■ **Exercise directions**:
Filter these entries so that only lines with the word "using" remain.

■ **Information**:
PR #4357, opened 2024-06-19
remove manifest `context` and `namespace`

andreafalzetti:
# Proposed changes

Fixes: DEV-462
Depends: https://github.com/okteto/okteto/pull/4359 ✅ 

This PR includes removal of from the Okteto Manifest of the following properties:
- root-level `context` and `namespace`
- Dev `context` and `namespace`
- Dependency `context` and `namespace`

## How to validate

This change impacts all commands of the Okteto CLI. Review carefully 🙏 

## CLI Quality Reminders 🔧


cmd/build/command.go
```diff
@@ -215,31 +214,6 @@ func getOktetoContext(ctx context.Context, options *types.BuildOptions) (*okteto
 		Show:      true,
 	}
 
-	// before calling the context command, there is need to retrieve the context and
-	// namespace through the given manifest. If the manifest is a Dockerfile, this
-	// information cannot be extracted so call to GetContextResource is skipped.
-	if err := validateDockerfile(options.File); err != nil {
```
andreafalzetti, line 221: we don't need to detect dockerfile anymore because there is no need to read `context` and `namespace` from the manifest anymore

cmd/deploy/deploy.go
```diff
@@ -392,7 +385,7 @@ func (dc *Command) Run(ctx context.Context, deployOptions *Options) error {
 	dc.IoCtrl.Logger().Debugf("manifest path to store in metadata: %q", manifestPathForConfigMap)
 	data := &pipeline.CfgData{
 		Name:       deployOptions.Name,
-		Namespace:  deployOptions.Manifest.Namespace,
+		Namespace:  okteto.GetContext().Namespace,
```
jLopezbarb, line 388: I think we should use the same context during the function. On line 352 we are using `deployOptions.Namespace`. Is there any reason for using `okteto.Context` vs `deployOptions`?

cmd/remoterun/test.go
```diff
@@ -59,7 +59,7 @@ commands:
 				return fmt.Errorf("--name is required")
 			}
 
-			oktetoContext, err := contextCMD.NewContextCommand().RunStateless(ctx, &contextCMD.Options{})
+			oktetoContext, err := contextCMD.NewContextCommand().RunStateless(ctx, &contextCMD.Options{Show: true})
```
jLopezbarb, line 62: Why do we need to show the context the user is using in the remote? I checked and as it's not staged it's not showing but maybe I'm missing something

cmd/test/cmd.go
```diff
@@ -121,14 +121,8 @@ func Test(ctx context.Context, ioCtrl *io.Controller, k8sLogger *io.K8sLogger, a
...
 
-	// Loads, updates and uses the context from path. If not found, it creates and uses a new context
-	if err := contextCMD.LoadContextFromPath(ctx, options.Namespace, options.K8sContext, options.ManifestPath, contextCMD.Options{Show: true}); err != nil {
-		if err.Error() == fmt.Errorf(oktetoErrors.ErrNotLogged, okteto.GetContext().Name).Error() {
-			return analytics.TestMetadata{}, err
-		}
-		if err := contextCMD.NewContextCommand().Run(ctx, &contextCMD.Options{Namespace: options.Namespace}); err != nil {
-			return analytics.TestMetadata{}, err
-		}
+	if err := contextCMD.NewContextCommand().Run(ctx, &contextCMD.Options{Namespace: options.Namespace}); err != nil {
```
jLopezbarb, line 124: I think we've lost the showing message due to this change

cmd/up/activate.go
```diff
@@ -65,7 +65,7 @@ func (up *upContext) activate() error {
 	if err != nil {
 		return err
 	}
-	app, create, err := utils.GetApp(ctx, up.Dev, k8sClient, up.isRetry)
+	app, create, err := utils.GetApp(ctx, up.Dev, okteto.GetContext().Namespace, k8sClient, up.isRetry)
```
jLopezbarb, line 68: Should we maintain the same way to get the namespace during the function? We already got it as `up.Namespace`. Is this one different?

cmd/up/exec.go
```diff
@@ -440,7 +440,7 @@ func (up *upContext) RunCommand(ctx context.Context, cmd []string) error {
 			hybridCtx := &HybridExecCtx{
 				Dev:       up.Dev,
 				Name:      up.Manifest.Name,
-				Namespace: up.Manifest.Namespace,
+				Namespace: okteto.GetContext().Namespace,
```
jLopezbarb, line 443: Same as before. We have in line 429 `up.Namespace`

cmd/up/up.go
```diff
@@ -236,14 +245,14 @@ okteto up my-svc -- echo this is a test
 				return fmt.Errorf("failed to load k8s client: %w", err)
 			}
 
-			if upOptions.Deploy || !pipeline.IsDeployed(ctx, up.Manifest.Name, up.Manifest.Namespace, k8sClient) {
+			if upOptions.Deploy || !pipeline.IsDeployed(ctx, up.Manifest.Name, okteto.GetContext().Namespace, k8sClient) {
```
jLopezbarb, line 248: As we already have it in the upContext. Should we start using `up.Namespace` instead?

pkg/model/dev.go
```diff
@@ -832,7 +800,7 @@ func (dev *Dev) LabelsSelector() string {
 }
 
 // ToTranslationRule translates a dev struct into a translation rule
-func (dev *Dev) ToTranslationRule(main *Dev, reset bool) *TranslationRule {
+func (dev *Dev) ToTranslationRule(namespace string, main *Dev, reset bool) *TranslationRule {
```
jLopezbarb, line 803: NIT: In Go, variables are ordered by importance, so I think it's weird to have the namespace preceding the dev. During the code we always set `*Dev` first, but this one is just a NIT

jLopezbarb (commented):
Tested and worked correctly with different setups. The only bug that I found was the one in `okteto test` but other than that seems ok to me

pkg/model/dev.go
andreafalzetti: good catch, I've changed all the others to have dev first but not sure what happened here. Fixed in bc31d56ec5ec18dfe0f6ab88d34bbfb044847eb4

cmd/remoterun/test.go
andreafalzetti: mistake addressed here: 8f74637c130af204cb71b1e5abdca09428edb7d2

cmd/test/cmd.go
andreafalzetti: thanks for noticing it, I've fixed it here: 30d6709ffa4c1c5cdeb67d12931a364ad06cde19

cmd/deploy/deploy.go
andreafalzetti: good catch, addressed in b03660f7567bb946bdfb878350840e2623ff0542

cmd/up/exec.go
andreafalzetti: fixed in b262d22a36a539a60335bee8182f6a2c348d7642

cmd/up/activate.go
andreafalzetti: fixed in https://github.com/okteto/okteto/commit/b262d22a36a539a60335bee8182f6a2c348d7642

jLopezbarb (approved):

■ **Reply to the task**:
jLopezbarb, line 388: I think we should use the same context during the function. On line 352 we are using `deployOptions.Namespace`. Is there any reason for using `okteto.Context` vs `deployOptions`?
jLopezbarb, line 62: Why do we need to show the context the user is using in the remote? I checked and as it's not staged it's not showing but maybe I'm missing something
jLopezbarb, line 248: As we already have it in the upContext. Should we start using `up.Namespace` instead?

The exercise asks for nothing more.